##### Records supplied

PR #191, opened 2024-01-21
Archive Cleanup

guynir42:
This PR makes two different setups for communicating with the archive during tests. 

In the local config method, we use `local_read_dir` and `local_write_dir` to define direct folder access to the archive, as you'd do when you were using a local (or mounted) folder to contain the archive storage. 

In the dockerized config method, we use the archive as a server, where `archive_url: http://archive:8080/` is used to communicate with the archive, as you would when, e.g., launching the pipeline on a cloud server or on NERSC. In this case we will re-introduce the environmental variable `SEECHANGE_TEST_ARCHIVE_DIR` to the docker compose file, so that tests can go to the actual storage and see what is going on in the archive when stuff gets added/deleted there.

##########
##### Records supplied

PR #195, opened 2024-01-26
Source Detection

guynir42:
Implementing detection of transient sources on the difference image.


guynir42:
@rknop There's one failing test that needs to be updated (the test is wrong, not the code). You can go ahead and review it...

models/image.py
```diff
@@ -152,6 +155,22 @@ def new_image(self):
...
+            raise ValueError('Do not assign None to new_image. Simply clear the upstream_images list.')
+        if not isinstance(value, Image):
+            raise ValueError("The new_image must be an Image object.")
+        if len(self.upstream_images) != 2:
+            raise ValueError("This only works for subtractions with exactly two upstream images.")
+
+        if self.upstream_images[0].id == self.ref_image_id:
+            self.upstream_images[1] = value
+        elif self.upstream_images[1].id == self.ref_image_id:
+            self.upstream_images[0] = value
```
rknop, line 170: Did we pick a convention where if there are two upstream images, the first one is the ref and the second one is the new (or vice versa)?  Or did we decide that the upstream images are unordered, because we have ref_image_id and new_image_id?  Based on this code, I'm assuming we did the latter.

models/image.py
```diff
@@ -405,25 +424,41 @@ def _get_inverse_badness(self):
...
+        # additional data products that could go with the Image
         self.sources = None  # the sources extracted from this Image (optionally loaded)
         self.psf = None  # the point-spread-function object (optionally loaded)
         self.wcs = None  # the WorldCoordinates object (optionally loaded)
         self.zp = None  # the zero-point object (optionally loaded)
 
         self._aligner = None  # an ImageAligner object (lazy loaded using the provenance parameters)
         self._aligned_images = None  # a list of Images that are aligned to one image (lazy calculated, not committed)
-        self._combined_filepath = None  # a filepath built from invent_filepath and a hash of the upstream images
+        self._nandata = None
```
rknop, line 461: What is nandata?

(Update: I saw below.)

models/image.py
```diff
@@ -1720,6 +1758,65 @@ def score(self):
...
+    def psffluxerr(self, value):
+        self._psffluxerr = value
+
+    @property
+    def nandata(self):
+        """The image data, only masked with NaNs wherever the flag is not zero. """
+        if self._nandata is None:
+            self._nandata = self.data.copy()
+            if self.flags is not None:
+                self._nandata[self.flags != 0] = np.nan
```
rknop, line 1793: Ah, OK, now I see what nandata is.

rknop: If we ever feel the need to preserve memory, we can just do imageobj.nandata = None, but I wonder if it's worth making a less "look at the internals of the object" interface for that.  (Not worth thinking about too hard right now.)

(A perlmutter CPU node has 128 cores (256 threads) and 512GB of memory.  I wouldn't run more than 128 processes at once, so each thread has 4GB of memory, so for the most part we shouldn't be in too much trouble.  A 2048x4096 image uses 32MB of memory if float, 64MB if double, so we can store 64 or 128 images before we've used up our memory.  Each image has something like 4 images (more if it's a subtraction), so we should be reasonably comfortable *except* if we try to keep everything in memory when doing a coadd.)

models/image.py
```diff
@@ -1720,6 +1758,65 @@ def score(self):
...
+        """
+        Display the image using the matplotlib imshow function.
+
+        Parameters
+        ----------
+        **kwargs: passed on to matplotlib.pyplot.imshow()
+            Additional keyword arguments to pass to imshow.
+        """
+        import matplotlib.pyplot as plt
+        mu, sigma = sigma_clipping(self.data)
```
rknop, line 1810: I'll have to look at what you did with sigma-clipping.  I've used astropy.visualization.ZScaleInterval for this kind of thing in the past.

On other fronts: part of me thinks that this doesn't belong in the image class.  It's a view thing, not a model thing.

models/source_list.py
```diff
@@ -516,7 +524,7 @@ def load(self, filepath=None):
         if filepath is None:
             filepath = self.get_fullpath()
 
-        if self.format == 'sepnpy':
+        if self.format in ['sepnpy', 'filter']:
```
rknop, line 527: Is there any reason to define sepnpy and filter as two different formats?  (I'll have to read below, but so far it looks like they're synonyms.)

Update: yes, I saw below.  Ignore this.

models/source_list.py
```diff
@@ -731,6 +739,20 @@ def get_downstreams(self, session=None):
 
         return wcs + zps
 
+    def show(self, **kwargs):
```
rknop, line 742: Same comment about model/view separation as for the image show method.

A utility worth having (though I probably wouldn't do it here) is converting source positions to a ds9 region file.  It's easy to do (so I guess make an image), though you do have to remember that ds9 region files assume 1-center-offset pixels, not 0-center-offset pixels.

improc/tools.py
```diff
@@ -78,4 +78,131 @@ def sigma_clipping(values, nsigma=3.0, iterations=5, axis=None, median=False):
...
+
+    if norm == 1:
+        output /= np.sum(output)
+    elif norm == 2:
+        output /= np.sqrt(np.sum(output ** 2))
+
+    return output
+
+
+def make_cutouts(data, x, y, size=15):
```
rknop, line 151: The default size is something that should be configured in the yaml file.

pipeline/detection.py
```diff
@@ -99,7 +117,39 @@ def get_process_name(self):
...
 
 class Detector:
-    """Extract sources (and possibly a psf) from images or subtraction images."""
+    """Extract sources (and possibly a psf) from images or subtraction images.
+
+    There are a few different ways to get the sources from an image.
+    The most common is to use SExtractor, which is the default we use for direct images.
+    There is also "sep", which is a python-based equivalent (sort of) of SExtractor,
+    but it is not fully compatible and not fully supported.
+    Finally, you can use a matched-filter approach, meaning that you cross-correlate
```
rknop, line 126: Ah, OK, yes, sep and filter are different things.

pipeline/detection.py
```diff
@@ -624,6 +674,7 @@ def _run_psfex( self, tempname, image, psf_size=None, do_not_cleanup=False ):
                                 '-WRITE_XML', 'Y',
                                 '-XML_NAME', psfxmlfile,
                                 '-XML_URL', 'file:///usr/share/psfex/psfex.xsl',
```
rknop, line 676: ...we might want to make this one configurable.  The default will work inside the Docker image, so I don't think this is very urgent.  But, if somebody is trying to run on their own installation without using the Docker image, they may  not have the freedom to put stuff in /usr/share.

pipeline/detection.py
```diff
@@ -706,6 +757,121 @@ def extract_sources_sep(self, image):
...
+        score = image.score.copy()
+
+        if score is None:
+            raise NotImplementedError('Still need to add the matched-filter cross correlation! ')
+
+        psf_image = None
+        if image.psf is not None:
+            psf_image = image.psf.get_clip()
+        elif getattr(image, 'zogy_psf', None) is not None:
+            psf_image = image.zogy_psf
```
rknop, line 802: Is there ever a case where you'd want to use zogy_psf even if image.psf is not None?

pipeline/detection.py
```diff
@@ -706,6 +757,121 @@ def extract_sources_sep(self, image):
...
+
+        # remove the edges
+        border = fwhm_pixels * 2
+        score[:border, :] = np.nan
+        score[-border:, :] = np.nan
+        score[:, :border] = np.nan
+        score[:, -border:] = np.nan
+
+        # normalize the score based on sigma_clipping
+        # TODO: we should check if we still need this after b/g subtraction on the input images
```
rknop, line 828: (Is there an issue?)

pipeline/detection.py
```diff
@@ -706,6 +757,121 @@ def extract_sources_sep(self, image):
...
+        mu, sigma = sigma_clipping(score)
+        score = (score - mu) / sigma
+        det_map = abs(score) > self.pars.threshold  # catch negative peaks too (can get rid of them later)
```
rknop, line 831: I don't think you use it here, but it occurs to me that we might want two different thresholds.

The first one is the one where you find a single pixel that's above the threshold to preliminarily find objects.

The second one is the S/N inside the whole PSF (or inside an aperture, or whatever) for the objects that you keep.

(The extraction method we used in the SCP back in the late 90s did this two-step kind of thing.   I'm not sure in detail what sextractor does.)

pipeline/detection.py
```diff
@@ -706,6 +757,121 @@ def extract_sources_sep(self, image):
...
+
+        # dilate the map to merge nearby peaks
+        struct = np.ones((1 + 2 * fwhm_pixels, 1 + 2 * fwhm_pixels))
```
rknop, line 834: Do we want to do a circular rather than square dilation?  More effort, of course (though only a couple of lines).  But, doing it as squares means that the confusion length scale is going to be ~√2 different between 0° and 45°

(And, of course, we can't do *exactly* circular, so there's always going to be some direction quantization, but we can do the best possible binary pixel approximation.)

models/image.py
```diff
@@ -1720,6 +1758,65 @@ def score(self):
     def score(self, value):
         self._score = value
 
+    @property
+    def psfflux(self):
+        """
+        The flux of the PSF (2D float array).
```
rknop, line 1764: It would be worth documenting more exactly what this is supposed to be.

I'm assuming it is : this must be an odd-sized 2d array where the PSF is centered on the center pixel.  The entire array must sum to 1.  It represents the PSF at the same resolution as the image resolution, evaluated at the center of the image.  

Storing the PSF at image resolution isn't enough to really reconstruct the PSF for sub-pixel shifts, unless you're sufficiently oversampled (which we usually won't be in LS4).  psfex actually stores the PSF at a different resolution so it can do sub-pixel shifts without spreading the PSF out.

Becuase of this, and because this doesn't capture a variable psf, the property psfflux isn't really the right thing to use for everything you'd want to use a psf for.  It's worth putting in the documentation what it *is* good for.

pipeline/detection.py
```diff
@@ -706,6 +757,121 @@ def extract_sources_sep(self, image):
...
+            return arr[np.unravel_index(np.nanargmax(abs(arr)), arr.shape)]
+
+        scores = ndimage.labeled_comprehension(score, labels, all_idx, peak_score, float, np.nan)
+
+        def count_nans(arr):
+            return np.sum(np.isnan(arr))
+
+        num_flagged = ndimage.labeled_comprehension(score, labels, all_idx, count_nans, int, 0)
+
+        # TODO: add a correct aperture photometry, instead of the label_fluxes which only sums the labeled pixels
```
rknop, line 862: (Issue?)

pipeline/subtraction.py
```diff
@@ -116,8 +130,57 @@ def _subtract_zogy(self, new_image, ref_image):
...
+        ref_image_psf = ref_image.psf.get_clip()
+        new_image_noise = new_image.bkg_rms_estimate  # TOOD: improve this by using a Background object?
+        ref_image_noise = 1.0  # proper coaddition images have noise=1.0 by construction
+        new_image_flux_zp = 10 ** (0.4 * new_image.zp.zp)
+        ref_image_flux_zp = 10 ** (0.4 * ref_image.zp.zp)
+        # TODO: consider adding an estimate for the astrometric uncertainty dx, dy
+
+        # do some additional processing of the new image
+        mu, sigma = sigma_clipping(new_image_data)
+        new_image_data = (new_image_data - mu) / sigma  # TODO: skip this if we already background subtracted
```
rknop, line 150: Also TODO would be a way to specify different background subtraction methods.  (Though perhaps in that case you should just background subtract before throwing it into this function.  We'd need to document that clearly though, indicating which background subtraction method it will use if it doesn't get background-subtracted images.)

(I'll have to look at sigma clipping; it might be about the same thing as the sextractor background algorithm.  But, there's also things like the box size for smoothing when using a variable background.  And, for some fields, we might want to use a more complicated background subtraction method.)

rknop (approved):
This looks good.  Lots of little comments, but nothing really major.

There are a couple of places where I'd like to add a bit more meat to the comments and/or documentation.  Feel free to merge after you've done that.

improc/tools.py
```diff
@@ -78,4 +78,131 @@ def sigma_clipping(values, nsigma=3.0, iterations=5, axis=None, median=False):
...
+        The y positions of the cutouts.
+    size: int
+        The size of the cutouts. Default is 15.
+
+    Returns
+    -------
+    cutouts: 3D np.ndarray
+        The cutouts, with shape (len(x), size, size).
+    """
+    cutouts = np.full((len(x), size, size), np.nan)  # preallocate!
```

##########

• [What the exercise asks]
Copy out every line from the data above that has "they" in it.

• [Output of the exercise]
rknop, line 527: Is there any reason to define sepnpy and filter as two different formats?  (I'll have to read below, but so far it looks like they're synonyms.)
rknop, line 676: ...we might want to make this one configurable.  The default will work inside the Docker image, so I don't think this is very urgent.  But, if somebody is trying to run on their own installation without using the Docker image, they may  not have the freedom to put stuff in /usr/share.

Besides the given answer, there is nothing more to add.